> **Instructions to follow**: Produce exactly the lines starting at the one containing "When a user" and ending at the last line of the material, with nothing added.

> **Data supplied**:
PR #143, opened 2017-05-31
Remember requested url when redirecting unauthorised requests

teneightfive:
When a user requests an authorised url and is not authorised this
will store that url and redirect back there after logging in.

> **Finished exercise**:
When a user requests an authorised url and is not authorised this
will store that url and redirect back there after logging in.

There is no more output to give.